# Demodulador ASK



## jaimepsantos (Jun 24, 2011)

Saludos foro!
De antemano gracias, bueno para ver si ven como demodular una señal ask de la mejor forma lo que tengo es la señal ask con su portadora de 115KHZ y con 200mV de amplitud con un switch simulando la modualcion ask, viene un LM358 como amplificador no inversor para elevar ese voltaje sin importarme que se pierda la parte negativa, de hecho lo mejor seria usar solo la fuente de 5V por eso ese opamp, bueno continuando el diodo me baja .7 V por que el operacional no me va a dar cero, el capacitor me filtra la señal o por lo menos es lo queria que hiciera la otra resistencia es la de base de 100 ohms para asegurarme que se sature el transitor y ya en si el transistor como low side driver para que me de la salida invertida.
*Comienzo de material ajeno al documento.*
Issue #1617, opened 2023-11-29
New Home Page for BLT


errorassassin:
We have decided not to continue with the current home page and build a new one. This will open new sections to the website and give it a better look overall.

### New Home Page Task-List
- [x] Design - can be found on this [Figma Link](https://www.figma.com/file/JE0QlQ95FVpk0wG9HyFw4D/BLT-Website?type=design&node-id=0%3A1&t=9aPMxdjUDBIUirAz-1)
- [ ] Change File Structure for accommodating the new home page at www.bugheist.com/newhome/ until complete production is completed.
- [ ] Build the header.
- [ ] Build the sidebar.
- [ ] Build the layout of bugs (dummy data).
- [ ] Show fetched data in the layout.
- [ ] "Report an issue" box.
- [ ] Leaderboard.
- [ ] Design for mobile.
- [ ] Make the page responsive.
- [ ] Make this homepage the default landing page of BLT.

errorassassin:
assign to me

PR #1618, opened 2023-11-29
New Home Page file structure and Header

errorassassin:
Towards #1617
The new home page can now be accessed on www.bugheist.com/newhome/, with a new header (for both signed-in and out).


DonnieBLT:
The newer one has been approved and merged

Lo que he podido ver en la simulacion es que una vez que la señal me manda cero el transistor tarda mucho en reponerse debido a la descarga del capacitor ya intente cambiarlo por uno mas pequeño pero la señal se distorsiona.  Bueno no creo que este tan mal la idea pero de seguro hay un error de planta o una solucion mejor.






_Modulacion ASK_


_Simulacion en Mulisim_


_Resultado de la simulacion_

Se incluye el archivo formato Multisim 11, muchas gracias por su atencion , ademas no importa que la señal salga invertida se soluciona cambiando el transistor de posición, solo que el multisim me marca error gracias de verdad cualquier aporte sera muy agradecido


----------



## josue_electronico (Abr 20, 2012)

muy bueno gracias!


----------